The stock is trading at $206.96, positioned below its 5-day ($207.41), 10-day ($207.61), 20-day ($207.77), 50-day ($207.45), and 100-day ($207.17) moving averages, but above its 200-day moving average ($203.95). This configuration—where the stock sits beneath all short- and intermediate-term averages but above the long-term trend line—suggests recent weakness within a broader consolidation pattern.

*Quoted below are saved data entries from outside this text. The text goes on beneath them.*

PR #15696, opened 2026-05-09
Comix: filters/details rework + WebView-based signer for protected endpoints

### LINKED ISSUE #15680: Comix demographic filtering not working
### Source information

Comix 1.4.14

### Source language

English 

### Steps to reproduce

I am trying to exclude josei demographic but it's not working 

### Expected behavior

It should exclude josei demographic 

### Actual behavior

It's showing josei titles 

### Mihon/Mihon fork version

Komikku app.komikku.beta r10472

### Android version

13

### Other details

_No response_

### Acknowledgements

### 

---

### LINKED ISSUE #15693: Comix [EN]: Add New Filters, Preferences Settings and Manga Details
### Source name

Comix 1.4.14

### Source language

English

**Add new filters to Comix, such as:**
- Suggestive rating;
- Author search;
- Artist search;
- Update release year to match new website changes.

**Add new extension settings, such as:**
- Content preferences as extension settings (automatic search filtering? Note: Issue #14450 asks for the same feature, but it was before new Comix layout so the images are outdated);
- Content filter as extension settings to replace default hide NSFW content (Safe, Suggestive, etc...).

**And in manga details:** 
- Since author and artist search are added, it would be nice to search for them when the author/artist fields were pressed, just like genres are doing it in current version (using new filter author/artist search);
- Add new information where applicable (year of publication/licensing, language (e.g. ZH), content filter (Safe, etc...), rank (e.g. 84), amount of users that rated an entry and number of followers in description.

### Other details

**Comix filters:**

- New Author/Artist fields, suggestive rating (can override preferences if filtered manually and all search uses preference filters first?) and new release year format (oldest currently can go to 1928 and newest can go to 2027):
Image

**Comix settings/preferences:**

- For "Content filter" above:
Image

- For Content preferences above:
Image

**Comix manga details:**

- Add extra information in description:
Image

### Acknowledgements

### 

---

### LINKED ISSUE #15703: Comix: `HTTP 403` when loading chapter list
### Source information

Comix 1.4.14

### Source language

English

### Steps to reproduce

Open any entry
Get 403 error

### Expected behavior

Chapter list should display normally

### Actual behavior

403 error

### Mihon/Mihon fork version

Mihon 0.19.9 and latest Komikku beta

### Android version

Android 11

### Other details

Image
Webview loads everything fine

### Acknowledgements

### 

---

nobottomline:
Closes #15693.
Closes #15680.
Closes #15703.

Two independent things landed here, in the order they happened:

## Signer / response decryption (closes #15703)

Comix's `/manga/{hid}/chapters` and `/chapters/{cid}` endpoints require a `_=<token>` signature whose algorithm and keys live inside a Jscrambler-style obfuscated VM bundle. Both rotate on every site deploy. The previous fix (#15644) replaced the hard-coded keys; ~24h later the site rotated again and the source has been broken since.

Re-rolling the same hard-coded constants is no longer an option: the live `secure-*.js` no longer contains any `RC4`-shaped keys in plaintext — they are decrypted at runtime by the VM, which refuses to run outside a real browser (`VM decryption key not available` from QuickJS / Node with shims). On top of that, the API now also encrypts response bodies (`x-enc: 1` header → `{"e":"<blob>"}`), so even the right token returns something that fails `parseAs` with `MissingFieldException: result missing` — which is exactly what users see in the issue.

The new `Signer.kt` (renamed from `Hash.kt`) hosts a hidden off-screen `WebView` that loads `comix.to/` and lets the site's own bundle bootstrap. It then auto-detects two `vmf_<id>.<fn>` endpoints by behaviour:

- **signer** — the function whose output for a known path matches a base64url token shape;
- **installer** — the function that, when handed a fake `axios` instance, registers a response interceptor (the site's response-side decryptor).

Requests tagged with `X-Comix-WebView-Proxy: 1` are intercepted in `WebViewProxyInterceptor`, signed via the WebView, fetched, fed through the captured response interceptor, re-wrapped as `{result: <decoded>}` to match the existing DTOs, and handed back to OkHttp as a synthetic 200 `Response`. JS↔Kotlin uses `addJavascriptInterface` (avoids `evaluateJavascript` JSON round-trip truncation on large bodies). `chapterListRequest` and `pageListRequest` set the header; everything else flows through plain OkHttp.

Because the work is delegated to the site's own primitives, this survives:

- key rotation (keys live inside the VM, never seen by the extension),
- signer / installer name rotation (probe is behaviour-based, not name-based),
- namespace name rotation (every `vmf_*` is walked),
- algorithm rewrites — as long as `comix.to` itself can sign and decrypt in a browser, so can the extension.

Inspired by `lxhentai/TokenResolver`'s WebView pattern, but extended with a fake-axios shim to capture the response decryptor.

### DTO change

`/chapters/{id}` response shape changed: `pages` is now `{baseUrl, items: [{url, width, height}]}` (relative urls + a base) instead of a `List<{url}>` of absolute URLs. `Dto.kt` and `pageListParse` are updated; the join also tolerates absolute URLs in case the API switches back.

## Filters / content rating / details rework (closes #15693, #15680)

Reworks Comix's filter panel, adds matching source-level settings, and surfaces a few new manga-detail fields. The site's API was probed via Playwright to confirm the actual parameters used by `comix.to` (some had drifted: `release_year[from]` is now `year_from`, `?author=` is ignored unless replaced by `authors[]=ID`, etc.).

### Filters

- **Tags / Genres / Formats** are now three separate sections that mirror the site's browse panel. Tags accept comma-separated free text; Genres and Formats are the curated 30 + 9 entries the site shows. Narrative tags that used to live under Genres (Aliens, Animals, etc.) are now searched by name through Tags.
- **Match (AND/OR)** drives the site's `genres_mode` — defaults to AND like the site does.
- **Author / Artist** are now first-class text filters with multi-value (comma-separated) support. Names are resolved to numeric IDs via `/api/v1/tags/search` and submitted as `authors[]` / `artists[]`.
- **Content rating** filter ("Use preference" / Safe / Suggestive / Erotica / Pornographic). When set, it overrides the source-level preference for that search.
- **Year range** uses the site's current `year_from`/`year_to` parameters and now spans `1928..currentYear+1`.
- Filter order matches the site's UI.

### Settings

- The "Hide NSFW" switch is replaced by a **Content rating** list preference (Show all / Safe / Suggestive / Erotica / Pornographic). Default is **Suggestive** — same effective behaviour as the old switch's default. Users who had explicitly disabled "Hide NSFW" are migrated to "Show all".
- Added a **Show extra info in description** switch (default on) controlling the new fields below.

### Bonus fix (#15680)

The Demographic filter was using TriState (include/exclude/off), but the site's API silently ignores both `-id` and `demographics_ex[]` for this field. Switched to a checkbox-only filter so what users select is what actually gets filtered.

### Manga details

- Description appends year, original language, content rating, rank, ratings count, and follower count when available.
- Genre chips are now trimmed to type + curated genres + demographics (+ NSFW) instead of dumping the long narrative tag list — that matches what `comix.to` shows on the page.

### Quality

- Resolved tag IDs go through the same shared `/tags/search` helper for Author, Artist, and Tags.
- `firstInstanceOrNull` from `keiyoushi.utils` used per CONTRIBUTING.md guidance.
- Bumped `extVersionCode` to 15.

## Notes

- iOS forks that run extensions through a Swift-side runtime (Tachimanga and similar) need a `WKWebView` + `WKScriptMessageHandler` port of the signer to pick up this fix, since Kotlin's `WebView` has no equivalent on their side. Komu already has this in place.

## Checklist


MuhamadSyabitHidayattulloh:
Can you check this issues #15703?

Alpha-782:
Any way to also add a genre preference inclusion/exclusion or is it not planned?

nobottomline:
Out of scope for this PR — please open a feature request so it can be tracked properly. The pattern would mirror the new Content rating preference, so happy to pick it up if it lands as an issue.

Alpha-782:
It was mentioned in issue #15693, but it's not a problem. I can make another issue about it.

vetleledaal (approved):
A bit slow on my test device, but code can be improved later.

nobottomline:
Thanks for the merge! Yeah, the WebView cold-start is the trade-off for the runtime delegation — first signed request per session pays for the page load and bundle bootstrap. Plenty of low-hanging fruit (persisting the detected signer expression + token cache across sessions, eager warmup on source init) — happy to send a follow-up PR with the perf pass.

dajotim937:
> A bit slow on my test device, but code can be improved later.

Not sure "a bit" is describing it correctly. I got 2 timeouts out 8 titles on library update and titles with many chapters (as ORV) can't even load chapter list after 1-2 min of waiting.

nobottomline:
Yeah, that's much worse than 'a bit slow' — thanks for the actual numbers. The serialised-through-one-WKWebView design pays the bundle load + signer probe per cold-start session, and every signed call goes through that same queue, so library updates serialise badly and bigger chapter lists (ORV-tier) cascade into the per-call timeout.

Concrete fixes I'll send as a separate PR shortly:

- Persist the per-path signed token in SharedPreferences (tokens are deterministic for a given path until the site rotates, and the existing 401/403 retry already invalidates) — repeat library updates skip the WebView entirely
- Persist the detected `signer` / `installer` expression so cold start can skip the probe step and only re-probe on 401/403
- Eager WebView warmup at source init instead of lazy on first signed request

Should make cold start ~5× faster and repeat reads effectively instant. Will tag this PR / the relevant issues when it's up.

nobottomline:
Quick update on the perf pass — turned out trickier than I expected, so flagging where things stand instead of going dark.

| Period | Value | Period | Value |
|---|---|---|---|
| 5-Day MA | $207.41 | 50-Day MA | $207.45 |
| 10-Day MA | $207.61 | 100-Day MA | $207.17 |
| 20-Day MA | $207.77 | 200-Day MA | $203.95 |
The technical setup heading into earnings is cautionary. The sharp deterioration in the Barchart Technical Opinion from 100% Buy to just 48% Buy in one month, combined with the stock's position below all near-term moving averages, indicates weakening momentum and potential vulnerability to further downside if earnings disappoint. The tight clustering of moving averages in the $207-$208 range suggests the stock is consolidating, with the 200-day moving average at $203.95 providing the nearest meaningful support level. Given the weak trend characteristics and absence of bullish technical signals, the setup offers little cushion for another earnings miss—but could generate an outsized positive reaction if the company manages to beat estimates and reverse the recent pattern of disappointments.